Die Kristallkugeln sind zur Zeit alle in der Werkstatt. Am besten du meldest dich an 
und sendest die URL der Seite, die du besucht hast per PN an einen der Admin/Mods (oder an mich) 

cp


----------



## Anonymous (2 August 2005)

is nur einer von der konkurrenz, gehetze der neuen art


----------



## Captain Picard (2 August 2005)

Anonymous schrieb:
			
		

> is nur einer von der konkurrenz, gehetze der neuen art


nicht jeder in der Branche verwendet so üble Tricks, aber du scheinst dich ja auszukennen...

cp


----------



## sascha (2 August 2005)

Anonymous schrieb:
			
		

> is nur einer von der konkurrenz, gehetze der neuen art



Konkurrenz von wem? Im Übrigen hat CP schon Recht. Der Herr Poster soll uns bitte erstmal mehr Infos zukommen lassen. Vorher lohnt sich da keine Diskussion.


----------



## IM (2 August 2005)

Das Ziel ist doch klar: Möglichst viele Beiträge zu erzeugen, in denen die URL (mo*.shortpay...) auftaucht.

Der Sinn des Beitrages ist egal - solange die Suchmaschinen den Beitragstitel spidern.


----------



## Reducal (2 August 2005)

IM schrieb:
			
		

> Der Sinn des Beitrages ist egal - solange die Suchmaschinen den Beitragstitel spidern.


Das glaube ich nicht aber es sieht zumindest so aus (siehe Anhang). Was ist denn nun das mobi**.shortp** wirklich? Wenn ich die Worte richtig übersetze komme ich auf das Handypayment.


----------



## News (2 August 2005)

Ich habe den Beitrag des Gastes Nr. 2 mehr so verstanden, dass er - vielleicht jemand aus dem Umfeld der Firma GN - das vorangegangene Gastposting als Taktik der Firma MP oder deren Umfeld interpretiert...
Aber ist ja eigentlich wurscht, wie der Berliner sagt


----------



## dotshead (3 August 2005)

Naja anscheinend wird beim schnelllebigen Google ranking cb und ds höher bewertet als mobile.shortpay  IMHO zurecht.

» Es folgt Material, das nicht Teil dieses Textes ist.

PR #129, opened 2017-12-10
Fix checks of calls returning a file descriptor

brandon-rhodes:
The daemon is failing on some servers because these calls return 0,
perhaps because stdin has been closed during daemonization.
These asserts should accept all valid fd numbers, including zero.


nelhage:
This seems right. That said, even if your daemonization system closes stdio, I'd suggest configuring it to re-open `/dev/null` onto 0, 1, and 2; You'll avoid a whole host of dumb bugs like this, or other bugs where code accidentally tries to log something and ends up sending it to a random network socket, instead.

PR #132, opened 2017-12-14
Print error and exit if index cannot be opened

brandon-rhodes:
The error message that the assert was printing is somewhat opaque, and
did not record which file could not be opened:
```
codesearch: src/dump_load.cc:361: load_allocator::load_allocator(code_searcher*, const string&): Assertion `fd_ > 0' failed.
```

### DIFF
--- a/src/dump_load.cc
+++ b/src/dump_load.cc
@@ -30,7 +30,11 @@ public:
         hdr_() {
         assert(!stream_.fail());
         fd_ = open(path.c_str(), O_RDWR|O_APPEND);
-        assert(fd_ >= 0);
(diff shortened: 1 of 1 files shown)


nelhage:
We also have a [`die_errno`](https://github.com/livegrep/livegrep/blob/88e2b013f25d29fe67f697c368137b8d9531e120/src/tools/codesearch.cc#L60) you could use, although probably I'd want to upgrade it to take a `va_list` to really be useful.

nelhage:
Oh, I guess that's local to `codesearch.cc` and not in `debug.h`. Might be worth adding that globally at some point.

PR #134, opened 2017-12-15
Add a "total wallclock time" calculated from livegrep

alexmv:
This allows parsing the logs to get a close approximation of the time the end-user waited for a response.


nelhage:
:+1: 

Is this based on an old sha1 or something? Is that why circle is failing?

alexmv:
Yeah.  I've rebased, and we'll see how it likes it now.

PR #137, opened 2018-01-02
Add buttons to narrow results by file extensions

brandon-rhodes:
A popular request from users: buttons that automatically narrow the
current search to files matching a single extension.  The extensions
offered are all culled from the currently displayed files.

Because these buttons need to advance the search history URL to a new
state from which the user often wants to return by hitting Back, this
diff also fixes livegrep's previous problem of not preserving browser
URL history; we now create a browser history state for each search
that successfully returns and is drawn on the screen.

### DIFF
--- a/web/htdocs/assets/css/codesearch.css
+++ b/web/htdocs/assets/css/codesearch.css
@@ -188,8 +188,12 @@ a:hover {
     margin-top: 10px;
 }
 
-.path-results {
+.file-extensions, .path-results {
     margin-bottom: 15px;
+}
+
+.file-extensions button {
+    margin-left: 4px;
 }
 
 .file-group {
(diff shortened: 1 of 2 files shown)


brandon-rhodes:
Happy New Year, livegrep maintainers!

I welcome feedback on whether these file-extension buttons, which were a repeatedly requested feature here at Dropbox, might also be useful to other Livegrep users and thus a candidate for inclusion in the main source tree; and also on whether they should simply always be on, as in this diff, or whether they should be a feature that administrators would want to turn on and off. Thanks for your feedback on both questions, and on any other aspects of this prototype of the feature!

nelhage:
Sorry for the belated review! I like it, and am happy to take this as a default.

PR #139, opened 2018-01-17
Free tags code_searcher before creating a new one

brandon-rhodes:
Otherwise, a server run with `-load_tags` will leak a memory map to its
tags index every time it reloads, potentially keeping old index files
alive instead of letting the filesystem remove them.


nelhage:
:+1: good catch.

We should really use a `unique_ptr` here or something; I'll follow up with something like that.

Umso schneller google den Weg zu CB und DS findet, desto schneller findet der geschröpfte Sucher den Weg in dieses Forum.


----------



## Anonymous (3 August 2005)

spacy20 schrieb:
			
		

> Könnt mir mal einer helfen???
> hab da son kleines aboproblem und komm da irgendwie nicht raus da weder meine zugangsdaten funktionieren und ich auch überhaupt keine ahnung habe an wen ich mich wenden soll kann muß




Hallo, hast Du inzwischen eine Lösung für das Problem, dann bitte ich mir diese mitzuteilen. Danke


----------